_PROBLEM_: The expected output is every line below, reproduced exactly.

Entries taken from a collection:
□ □ □ □ □

PR #6834, opened 2019-10-08
Readds high functioning zombies and vampires to halloween holiday

fluffe9911:
🆑
tweak: High functioning zombies and vampires are readded to the halloween holiday!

□ □ □ □ □

_SOLUTION FOR THIS EXERCISE_:
PR #6834, opened 2019-10-08
Readds high functioning zombies and vampires to halloween holiday

fluffe9911:
🆑
tweak: High functioning zombies and vampires are readded to the halloween holiday!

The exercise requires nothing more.